Coty sussulta nel sentire la voce del suo carceriere. Proviene dall’androne buio dal quale l’aveva visto comparire la prima volta.

— Posso avere dell’acqua?
— No no. — sussurra l’uomo con una intonazione di scherno.
— Ti prego. Sto morendo di sete.
— Se muori, tanto meglio.

Coty prova a vedere oltre il buio. La sola presenza del monaco è la voce.

— Tanto vale che mi ammazzi subito.
— Lo farei volentieri. Ma non ho nessun potere decisionale su di te.
— Cosa vuoi dire?

La voce si è ammutolita e a Coty giunge solo lo scoppiettare delle fiamme.

— Rispondi! – Grida Il ragazzo con tutto il fiato che ha in corpo.

L’ aggressività si trasforma in un mix di disperazione e frustrazione, miscelati in uguale dose e shakerati così bene, da non sapere dove comincia l’una e finisce l’altra. Il cervello gli pulsa a ritmo sincrono con il cuore. Non sente più ne il dolore, ne la fame, ne la sete. Il monaco se n’è andato o forse, è ancora davanti a lui nascosto nel buio che l’osserva. Le sue ultime parole gli rimbalzano nella testa e si scopre a pronunciarle.

— Non ho nessun potere decisionale su di te… non ho nessun potere su di te… non ho nessun potere su te.

Il ragazzo approda alla conclusione più ovvia.

— Mi stai tenendo prigioniero per qualcun altro. E’ così? Non mi puoi uccidere perché lui ti ucciderebbe.

Fame, sete e dolore che si erano prima fusi assieme generando un unica insopportabile pena, sfumano e Coty riacquista la sua freddezza mentale, conscio che non sarebbe morto in quelle fogne.

— So aspettare monaco. Abbrustolirai all’inferno.

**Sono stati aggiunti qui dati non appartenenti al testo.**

PR #722, opened 2024-05-09
[ADVAPP-559]: UI/UX enhancement on AI badge for assistant

mxm1070:
### Ticket(s) or GitHub Issue

- https://canyongbs.atlassian.net/browse/ADVAPP-559

### Technical Description

Updated the assistant name styling on the personal assistant page. Updated the default assistant name.

Screenshot 2024-05-10 at 12 39 32 PM

Screenshot 2024-05-10 at 12 39 24 PM


app-modules/assistant/src/Actions/CreateDefaultInstitutionAiAssistant.php
```diff
@@ -56,7 +56,7 @@ public function create()
         $settings = resolve(AISettings::class);
 
         // TODO Update to reflect desired institutional defaults
```
Orrison, line 58: This TDOD can be removed now

Orrison (changes requested):
This loos good but lets reduce the width of the tag to just a little more then the length of the text. That way it looks more like a tag/badge and we can update it to a button later on.

mxm1070:
I've updated the screenshots.

Orrison (changes requested):
Let's left-align the tag so that it matches what it looked like before, just in tag form.

Also I think if you rebase `main` into your branch it should fix the random test failure you have here.

Orrison (approved):

PR #764, opened 2024-05-29
[ADVAPP-377]: Scope the granted Knowledge Management API token appropriately to limit abuse

mxm1070:
### Ticket(s) or GitHub Issue

- https://canyongbs.atlassian.net/browse/ADVAPP-377

### Technical Description

Scoped the portal and graphql api tokens with specific permissions.


app-modules/knowledge-base/database/seeders/KnowledgeBaseArticleSeeder.php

Il ragazzo si addormenta ma non è il solito letargo comatoso. Dorme di un sonno tranquillo, di quelli che non si è in grado di decidere ne quando addormentarsi, ne quando svegliarsi.


Un vociare smorzato si fa breccia nel suo dormiveglia e lo desta. Le fiamme del fuoco si sono affievolite e pochi metri davanti a lui, un profilo che sperava per il momento di essersi lasciato alle spalle, conversa con il suo carceriere.

— Così, devo a te tutto questo. — Ringhia basso Coty, quasi volesse uniformarsi con il timbro del loro discorso.

Delroy lo guarda con una smorfia che si fa strada tra i lineamenti del viso.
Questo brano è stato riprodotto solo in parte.